___ EXTRACTED ENTRIES ___

PR #287, opened 2022-04-07
[metrics] refactor common panel components

suo:
A refactor that pulls out some common panels so we can reuse them later.
- ScalarPanel: show a big value
- TablePanel: show a table

### DIFF
--- a/torchci/components/metrics/panels/ScalarPanel.tsx
+++ b/torchci/components/metrics/panels/ScalarPanel.tsx
@@ -4,14 +4,15 @@
 
 import { RocksetParam } from "lib/rockset";
 import { Box, Paper, Typography, Skeleton } from "@mui/material";
+import { fetcher } from "lib/GeneralUtils";
 import useSWR from "swr";
-
-const fetcher = (url: string) => fetch(url).then((res) => res.json());
 
 export default function ScalarPanel({
   // Human-readable title of the panel.
   title,
-  // Query lambda name in Rockset, ("metrics" collection is assumed).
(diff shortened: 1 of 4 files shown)


torchci/components/metrics/panels/ScalarPanel.tsx
```diff
@@ -0,0 +1,60 @@
...
+import { RocksetParam } from "lib/rockset";
+import { Box, Paper, Typography, Skeleton } from "@mui/material";
+import useSWR from "swr";
+
+const fetcher = (url: string) => fetch(url).then((res) => res.json());
+
+export default function ScalarPanel({
+  // Human-readable title of the panel.
+  title,
+  // Query lambda name in Rockset, ("metrics" collection is assumed).
```
zengk95, line 14: Can we make the collection optional and just have it be a default param of metrics?

torchci/components/metrics/panels/ScalarPanel.tsx
```diff
@@ -0,0 +1,60 @@
+/**
+ * A metrics panel that shows a single scalar value.
+ */
+
+import { RocksetParam } from "lib/rockset";
+import { Box, Paper, Typography, Skeleton } from "@mui/material";
+import useSWR from "swr";
+
+const fetcher = (url: string) => fetch(url).then((res) => res.json());
```
zengk95, line 9: we may want to move this fetcher out to somewhere else since it's used like everywhere

zengk95 (approved):
LGTM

___

WORK REQUIRED =>
List every line above that contains the word "torchci".

EXERCISE ANSWER =>
--- a/torchci/components/metrics/panels/ScalarPanel.tsx
+++ b/torchci/components/metrics/panels/ScalarPanel.tsx
torchci/components/metrics/panels/ScalarPanel.tsx
torchci/components/metrics/panels/ScalarPanel.tsx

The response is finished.